[Collected data]
--------------------------------------------------
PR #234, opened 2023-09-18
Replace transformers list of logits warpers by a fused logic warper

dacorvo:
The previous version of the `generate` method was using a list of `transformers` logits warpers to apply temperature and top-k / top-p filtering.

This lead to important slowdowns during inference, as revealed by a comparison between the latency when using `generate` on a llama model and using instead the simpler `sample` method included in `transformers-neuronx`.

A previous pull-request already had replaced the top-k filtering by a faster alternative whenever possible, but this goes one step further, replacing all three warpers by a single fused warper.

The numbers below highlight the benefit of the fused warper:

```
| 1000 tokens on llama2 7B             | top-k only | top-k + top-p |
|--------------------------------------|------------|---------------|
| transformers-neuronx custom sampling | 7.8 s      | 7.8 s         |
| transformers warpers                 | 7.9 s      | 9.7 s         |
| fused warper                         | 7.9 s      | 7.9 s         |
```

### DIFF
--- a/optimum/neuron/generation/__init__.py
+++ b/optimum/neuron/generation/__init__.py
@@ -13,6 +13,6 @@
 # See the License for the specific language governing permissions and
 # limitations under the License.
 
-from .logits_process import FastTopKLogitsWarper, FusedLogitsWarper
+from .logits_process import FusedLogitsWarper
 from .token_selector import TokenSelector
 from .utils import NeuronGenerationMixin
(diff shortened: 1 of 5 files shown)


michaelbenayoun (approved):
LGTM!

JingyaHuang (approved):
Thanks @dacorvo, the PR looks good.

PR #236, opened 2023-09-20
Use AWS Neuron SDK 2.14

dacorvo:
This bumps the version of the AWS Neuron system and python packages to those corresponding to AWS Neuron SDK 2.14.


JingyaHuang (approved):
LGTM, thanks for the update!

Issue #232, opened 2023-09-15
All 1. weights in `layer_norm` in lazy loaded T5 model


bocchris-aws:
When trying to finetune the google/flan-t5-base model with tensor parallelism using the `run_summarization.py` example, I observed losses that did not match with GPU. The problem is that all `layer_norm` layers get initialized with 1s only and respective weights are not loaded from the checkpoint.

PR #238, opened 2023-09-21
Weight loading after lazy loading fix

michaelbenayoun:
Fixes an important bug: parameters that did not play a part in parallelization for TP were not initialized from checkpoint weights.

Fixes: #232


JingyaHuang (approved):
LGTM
--------------------------------------------------
Among the lines above, repeat exactly those from the line with "A previous pull-request" to the line with "-13,6 +13,6 @@", counting both ends.

Solution to this problem:
A previous pull-request already had replaced the top-k filtering by a faster alternative whenever possible, but this goes one step further, replacing all three warpers by a single fused warper.

The numbers below highlight the benefit of the fused warper:

```
| 1000 tokens on llama2 7B             | top-k only | top-k + top-p |
|--------------------------------------|------------|---------------|
| transformers-neuronx custom sampling | 7.8 s      | 7.8 s         |
| transformers warpers                 | 7.9 s      | 9.7 s         |
| fused warper                         | 7.9 s      | 7.9 s         |
```

### DIFF
--- a/optimum/neuron/generation/__init__.py
+++ b/optimum/neuron/generation/__init__.py
@@ -13,6 +13,6 @@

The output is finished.